Benchmark Design and Implementation
The benchmarks proposed in this paper originate from a thoughtful adaptation of existing English datasets, translated into Traditional Chinese where necessary. Among these, existing datasets such as the Delta Reading Comprehension Dataset (DRCD) and Taiwanese Trivia Question Answering (TTQA) are used for contextual QA and world knowledge tasks. The novel dataset, Taiwan Massive Multitask Language Understanding (TMMLU), is introduced to evaluate a model's competency across 55 subjects, leveraging educational exams from Taiwan. Classification and summarization tasks utilize translated datasets from English benchmarks like IMDB and XSum.
Evaluation and Numerical Insights
The performance of several models, including GPT-3.5, Taiwan-LLaMa-v1.0, and a proprietary model series, Model 7-C, was evaluated using the proposed benchmarks. The results highlighted that GPT-3.5 consistently achieves superior performance across the evaluated tasks, setting a high standard for Traditional Chinese models. Notably, Model 7-C demonstrated comparable effectiveness to GPT-3.5 on specific benchmarks such as DRCD and XSum-TC, showcasing competitive capabilities in contextual question answering and summarization.
A crucial observation from the evaluations is the inadequacy in table understanding tasks, where open-source models exhibit significant hallucinations, coupled with consistent underperformance in summarization attributed to deviation in output structure from the target summaries.
Open-Ended Generation and Model Helpfulness
In assessing models’ utility in generating helpful responses, the TAIDE-14 tasks served as a benchmark. Model 7-C-Chat, the chat-optimized variant of Model 7-C, achieved notable performance, occasionally surpassing GPT-3.5 in helpfulness, demonstrating its proficiency in Traditional Chinese text generation tasks across diverse domains.

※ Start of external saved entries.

PR #1135, opened 2022-11-16
Remove dummy content store

BeckaL:
We are retiring the dummy content store - this was an app deployed on heroku used by a couple of frontend apps to aid reviewing PRs, since it would provide some dummy content to check rendering against. However, the live content store can instead be used for this purpose, and this is how the majority of apps worked.

We recently completed the work to ensure that the last two apps using this dummy content store are no longer using it - see merged PRs [here](https://github.com/alphagov/government-frontend/pull/2591) and [here](https://github.com/alphagov/frontend/pull/3423). The application has also been manually deleted in heroku for the last week, so this code should be safe to remove.

[Trello](https://trello.com/c/z08hU3Ov/360-retire-the-dummy-content-store)


JonathanHallam (approved):
Thanks for this, incredibly tiny comment, PR description says it was a heroku app but it's really a sinatra app. There isn't a pedantic emoji but I would like to have one for this message 🙈

BeckaL:
Ha, a pedantic emoji woudl be great
> PR description says it was a heroku app but it's really a sinatra app
Sorry, what I meant by 'heroku app' was that it was deployed on heroku as opposed to what framework it was using. Will update

PR #99, opened 2015-04-16
Drop broken oslo-sphinx

mgorny:
Due to dep removal


prometheanfire:
more info?

prometheanfire:
we can remove, though 2.2.0-r1 seems odd It should be fine (pbr dep should probably be >=0.8.0,<1.0.0)

mgorny:
Someone removed old pbr.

Implications and Future Outlook
The development and open-sourcing of such benchmarks is pivotal for advancing research on Traditional Chinese LLMs. By providing a foundation for broad-spectrum evaluation, the paper not only benchmarks current models but also defines areas for future enhancements in LLMs. Encouragingly, this work opens new avenues for research, inviting both academic and industry stakeholders to refine models in adherence to these comprehensive standards.

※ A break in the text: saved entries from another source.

PR #101, opened 2015-04-16
[proxy] net-firewall/shorewall-4.6.8.1 version bump

Whissi:
This PR bumps net-firewall/shorewall to v4.6.8.1 and removes old versions.


Whissi:
I updated ChangeLog file; now I read in repository's README that you don't like that. Sorry.
Should I undo or will you take care?

idella:
It's trivial. just leave end I / we shall adjust

mgorny:
It's not that we don't like it, it just doesn't really matter. The merging script just discards the ChangeLog changes.

net-firewall/shorewall/files/4.6/shorewall-lite.systemd-r1
```diff
@@ -0,0 +1,20 @@
...
+Description=Shorewall IPv4 firewall lite
+Documentation=man:shorewall-lite(8) http://www.shorewall.net/Documentation_Index.html
+Wants=network-online.target
+After=network-online.target
+Conflicts=iptables.service firewalld.service
+
+[Service]
+Type=oneshot
+RemainAfterExit=yes
+EnvironmentFile=/etc/conf.d/shorewall-lite
```
mgorny, line 14: This is against the [policy](https://wiki.gentoo.org/wiki/Project:Systemd/Ebuild_policy#Unit_file_guidelines) (pt 4), and I'm pretty sure repoman complains for that (you know you ought to `repoman full`, right? :)).

net-firewall/shorewall/files/4.6/shorewall-lite.systemd-r1
```diff
@@ -0,0 +1,20 @@
+#
+#	The Shoreline Firewall Lite (Shorewall-Lite) Packet Filtering Firewall - V4.6
+#
+[Unit]
+Description=Shorewall IPv4 firewall lite
+Documentation=man:shorewall-lite(8) http://www.shorewall.net/Documentation_Index.html
+Wants=network-online.target
+After=network-online.target
+Conflicts=iptables.service firewalld.service
```
mgorny: In Gentoo, `iptables.service` is just a wrapper. Look at how we do firewall units. If shorewall's not using a daemon, you likely want to copy that concept.

Whissi:
@mgorny Sorry, I don't understand your [comment](https://github.com/gentoo/gentoo-portage-rsync-mirror/pull/101/#discussion_r28645650) regarding the wrapper. No, shorewall is not a daemon (it is a combination of Shell and Perl scripts) but I don't understand what's wrong with the quoted code. What's your point?

Regarding your second comment: Are you asking me to create _/etc/systemd/system/shorewall.service.d/gentoo.conf_ where I define `OPTIONS`, `STARTOPTIONS` (i.e. `Environment="OPTIONS=-vvv"`), currently used in the service files and read from the EnvironmentFile?

Please be aware that I don't use systemd. I don't feel comfortable in changing anything I cannot test...

mgorny:
I was pointing out that the conflict on iptables doesn't actually match iptables. And for the second comment, yes, kind of that.

Let's try to CC some help: @floppym, @jcallen, @rich0, @blueness, @tamiko, @jauhien.

Whissi:
Ah, now I understand. So we need to add _iptables-restore.service_ to _Conflicts_, too. I'll update the PR soon.

I can also make the changes for systemd to get rid of `EnvironmentFile` but can you please show me how I pass multiple vars with values containing spaces to systemd? I.e. I need to pass

``` Bash
PRODUCTS="shorewall shorewall6"
STARTOPTIONS="-vvv"
```

How must the _/etc/systemd/system/shorewall-init.service.d/00gentoo.conf_ file look like?

Edit: OK, according the man page multiple _Environment_ statements are allowed. Are values with spaces a problem or would something like

```
Environment="PRODUCTS=shorewall shorewall6"
Environment="STARTOPTIONS=-vvv"
```

work?

mgorny:
I don't think `PRODUCTS` is actually used anywhere. And you shouldn't export `STARTOPTIONS`, just let people redefine ExecStart= if they need any.

Whissi:
Wrong, `PRODUCTS` is used, see `/usr/sbin/shorewall-init`:

``` BASH
# Initialize the firewall
shorewall_start () {
  local PRODUCT
  local STATEDIR

  echo -n "Initializing \"Shorewall-based firewalls\": "
  for PRODUCT in $PRODUCTS; do
      setstatedir

      if [ -x ${STATEDIR}/firewall ]; then
          #
          # Run in a sub-shell to avoid name collisions
          #
          (
              if ! ${STATEDIR}/firewall status > /dev/null 2>&1; then
                  ${STATEDIR}/firewall ${OPTIONS} stop || exit 1
              else
                  exit 1
              fi
          )
      else
          echo ERROR:  ${STATEDIR}/firewall does not exist or is not executable!
          exit 1
      fi
  done

  return 0
}
[...]
case "$1" in
  start)
     shorewall_start
     ;;
[...]
```

mgorny:
Now I don't get it. So you create two services that both start both firewalls depending on `PRODUCTS`? Anyway, having multiple products in a single unit is an ugly openrc-ism.

Whissi:
First, this is upstream's design. That's no Gentoo-specific stuff.

Shorewall consists of several components:
- shorewall (IPv4 Firewall)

This initiative underscores the importance of culturally and linguistically appropriate evaluation frameworks, offering a pathway for equitable progress across languages. The open-source release of these resources is expected to facilitate collaboration and foster innovation, driving the development of more sophisticated and inclusive AI systems in the future. This research could, therefore, serve as a catalyst for nuanced advancements in the field of Traditional Chinese NLP and beyond.